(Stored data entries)
PR #1528, opened 2023-03-08
Automatically Trim all Model Binding Strings

Masterjun3:
This adds a string [Custom Model Binding](https://learn.microsoft.com/en-us/aspnet/core/mvc/advanced/custom-model-binding) which calls Trim() on all strings before binding to the property, deleting all whitespace from the beginning and end.
Does not trim any properties with the new `DoNotTrimAttribute`, and also does not trim any properties with the `DataType(DataType.Password)` attribute.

REQUIRED ACTION: The lines from the one holding "Automatically Trim all Model Binding Strings" to the last line of the entries, both included: retype them exactly and give nothing else.

RESULT OF THIS TASK:
Automatically Trim all Model Binding Strings

Masterjun3:
This adds a string [Custom Model Binding](https://learn.microsoft.com/en-us/aspnet/core/mvc/advanced/custom-model-binding) which calls Trim() on all strings before binding to the property, deleting all whitespace from the beginning and end.
Does not trim any properties with the new `DoNotTrimAttribute`, and also does not trim any properties with the `DataType(DataType.Password)` attribute.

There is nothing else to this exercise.